Innospec Inc (IOSP)

Debt-to-capital ratio

Dec 31, 2023 Sep 30, 2023 Jun 30, 2023 Mar 31, 2023 Dec 31, 2022 Sep 30, 2022 Jun 30, 2022 Mar 31, 2022 Dec 31, 2021 Sep 30, 2021 Jun 30, 2021 Mar 31, 2021 Dec 31, 2020 Sep 30, 2020 Jun 30, 2020 Mar 31, 2020 Dec 31, 2019 Sep 30, 2019 Jun 30, 2019 Mar 31, 2019
Long-term debt US$ in thousands 0 0 0 38,800 58,700 58,600 131,200 136,500 186,300
Total stockholders’ equity US$ in thousands 1,147,100 1,125,400 1,092,200 1,078,200 1,038,000 1,089,400 1,067,900 1,068,200 1,032,400 992,500 973,600 958,600 944,400 -64,300 899,200 943,800 -74,400 881,800 862,700 848,400
Debt-to-capital ratio 0.00 0.00 0.00 0.00 0.00 0.00 0.00 0.00 0.00 0.00 0.00 0.00 0.00 0.04 0.06 0.13 0.14 0.18

December 31, 2023 calculation

Debt-to-capital ratio = Long-term debt ÷ (Long-term debt + Total stockholders’ equity)
= $—K ÷ ($—K + $1,147,100K)
= 0.00

Based on the data provided for Innospec Inc's debt-to-capital ratio for each quarter from Q1 2022 to Q4 2023, it appears that the company consistently maintained a debt-to-capital ratio of 0.00 throughout this period. A debt-to-capital ratio of 0.00 indicates that the company has not been utilizing debt to finance its operations and investments, as its total debt is effectively zero compared to its total capital.

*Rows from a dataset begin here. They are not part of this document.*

PR #15943, opened 2019-06-21
[Flare] Move createEvent back to React object

trueadm:
Internally, we ran into issues with exporting `createEvent` on `ReactDOM`. Moving this back to `React` fixes the issue. This is because the `ReactDOM` module has side-effects that occur upon initialization of the module, which breaks in cases such as server-side rendering.

Lately, given the `useEvent` hook, it might make more sense for us to keep `createEvent` on the `React` object. In the RN integration PR, I found better ways to ensure Flow type safety whilst doing so, so it might be worth while looking at how we can incorporate a polymorphic `createEvent` on the `React` object, where the `responder` field might relate to different responders depending on the platform.

The event responders exported should always be the same shape between platforms anyway, the only thing that differs is the props they receive – so this should be safe to do.

@sebmarkbage I'd really like it if you could chime in on this one too :)

### DIFF
--- a/packages/react-dom/src/client/ReactDOM.js
+++ b/packages/react-dom/src/client/ReactDOM.js
@@ -42,7 +42,6 @@ import {
 } from 'react-reconciler/inline.dom';
 import {createPortal as createPortalImpl} from 'shared/ReactPortal';
 import {canUseDOM} from 'shared/ExecutionEnvironment';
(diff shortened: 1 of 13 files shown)


necolas:
LGTM. Don't think the types need changing back from ReactDOM to React as the ReactDOM types are only used in ReactDOM files. And it sounds like it's still something to figure out.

This may suggest that Innospec Inc has been predominantly relying on equity financing or internal funds to support its activities rather than taking on external debt. A low or zero debt-to-capital ratio can be seen as a positive indicator of financial stability and lower financial risk, as the company is not burdened with significant interest payments or debt repayment obligations.

However, it is important to consider that a very low debt-to-capital ratio may also indicate underutilization of debt financing opportunities that could potentially enhance returns on equity. Investors and stakeholders may want to further investigate the company's capital structure strategy and evaluate the reasons behind its consistent zero debt-to-capital ratio over multiple quarters.